PR #995, opened 2022-03-03
Fix eclipse error reporting

### LINKED ISSUE #994: Error reporting in Epoch is broken
Maybe due to recent changes in FileUtil and related classes, error reporting is broken in Epoch.  If I attempt to generate code for the following:
```
target C;
federated reactor {
    initial mode A { }
}
```
I get a null-pointer exception.  I should instead get this:
```
The currently selected code generation or target configuration does not support modal reactors!
```
(Modal models are not yet supported for federated reactors).

cmnrd:
This change reverts a small part of #978 in order to fix the broken error reporting in Epoch.

Closes #994

### DIFF
--- a/org.lflang/src/org/lflang/util/FileUtil.java
+++ b/org.lflang/src/org/lflang/util/FileUtil.java
@@ -371,7 +371,7 @@ public class FileUtil {
     /**
      * Get the specified uri as an Eclipse IResource or null if it is not found.
      *
-     * Also returns null if this is not colles from within a running Eclipse instance.
+     * Also returns null if this is not called from within a running Eclipse instance.
      *
      * @param uri A java.net.uri of the form "file://path".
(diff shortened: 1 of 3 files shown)


org.lflang/src/org/lflang/util/FileUtil.java
```diff
@@ -371,20 +371,25 @@ public static IResource getIResource(Path path) {
     /**
      * Get the specified uri as an Eclipse IResource or null if it is not found.
      *
+     * Also returns null if this is not colles from within a running Eclipse instance.
```
edwardalee, line 374:
```suggestion
     * Also returns null if this is not called from within a running Eclipse instance.
```

edwardalee (approved):
Looks good to me!  Thanks for fixing.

== EXERCISE BRIEF ==
All lines in the records with the string "reporting" should be copied out.

== EXERCISE OUTPUT ==
Fix eclipse error reporting
### LINKED ISSUE #994: Error reporting in Epoch is broken
Maybe due to recent changes in FileUtil and related classes, error reporting is broken in Epoch.  If I attempt to generate code for the following:
This change reverts a small part of #978 in order to fix the broken error reporting in Epoch.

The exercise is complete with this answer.